Reproduce the records word for word, with nothing left out.

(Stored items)
# # # # #

Issue #2666, opened 2026-05-29
Add grpc-rust to the official benchmark


BijanVan:
## Feature Request
Add grpc-rust to the official benchmark.
https://grafana-dot-grpc-testing.appspot.com/
https://grpc.io/docs/guides/benchmarking/

dfawley:
Thanks for filing this issue.  We full intend to do this; hopefully within the next month or so.

PR #2699, opened 2026-06-22
grpc-benchmark: add generated code and TLS certificates

arjan-bal:
Contributes to: #2666 

This PR add the proto files and TLS certificates required to run the [gRPC benchmarks](https://grpc.io/docs/guides/benchmarking/).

# # # # #

#### [RESPONSE TO THIS EXERCISE]
Issue #2666, opened 2026-05-29
Add grpc-rust to the official benchmark


BijanVan:
## Feature Request
Add grpc-rust to the official benchmark.
https://grafana-dot-grpc-testing.appspot.com/
https://grpc.io/docs/guides/benchmarking/

dfawley:
Thanks for filing this issue.  We full intend to do this; hopefully within the next month or so.

PR #2699, opened 2026-06-22
grpc-benchmark: add generated code and TLS certificates

arjan-bal:
Contributes to: #2666 

This PR add the proto files and TLS certificates required to run the [gRPC benchmarks](https://grpc.io/docs/guides/benchmarking/).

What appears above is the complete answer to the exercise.